Collected data:
━━━━━━━━━━━━━━━━

PR #179, opened 2021-02-23
Add unit tests for ota.c

yanjos-dev:
* Add tests for the PAL failing while receiving a block.
* Test ingestDataBlockCleanup with a NULL file.
* Fix the downgrade test.
* Add a test for when the new version of the software is the same as what is currently running.
* Test receiving a job doc with a non-default file type.
* Remove unreachable code from ota.c.
* Test NULL inputs to verifyActiveJobStatus


gkwicker (approved):

test/unit-test/ota_utest.c
```diff
@@ -2048,6 +2125,33 @@ void test_OTA_SelfTestJobDowngrade()
...
+
+    otaGoToState( OtaAgentStateWaitingForJob );
+    TEST_ASSERT_EQUAL( OtaAgentStateWaitingForJob, OTA_GetState() );
+
+    otaReceiveJobDocument();
+    receiveAndProcessOtaEvent();
+    TEST_ASSERT_EQUAL( true, resetCalled );
+}
+
+void test_OTA_SelfTestJobFileType()
```
divekarshubham, line 2140: Might want to rename to reflect the condition tested?  `test_OTA_SelfTestJobNonFirmwareFileType`? or add a comment with the scenario.

test/unit-test/ota_utest.c
```diff
@@ -1727,6 +1755,55 @@ void test_OTA_ReceiveLastFileBlockTooSmall()
     TEST_ASSERT_EQUAL( OtaAgentStateWaitingForJob, OTA_GetState() );
 }
 
+void test_OTA_ReceiveWithNullFile()
```
divekarshubham, line 1758: could you add a comment with what happens when you receive a null file pointer?

divekarshubham (approved):

test/unit-test/ota_utest.c
yanjos-dev: done

test/unit-test/ota_utest.c
yanjos-dev: done

gkwicker (approved):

━━━━━━━━━━━━━━━━

# Problem to work on:
Set down, exactly as written, each line of the data from its opening line through the one containing "non-default file type.". Output nothing more.

# Solution to this exercise:
PR #179, opened 2021-02-23
Add unit tests for ota.c

yanjos-dev:
* Add tests for the PAL failing while receiving a block.
* Test ingestDataBlockCleanup with a NULL file.
* Fix the downgrade test.
* Add a test for when the new version of the software is the same as what is currently running.
* Test receiving a job doc with a non-default file type.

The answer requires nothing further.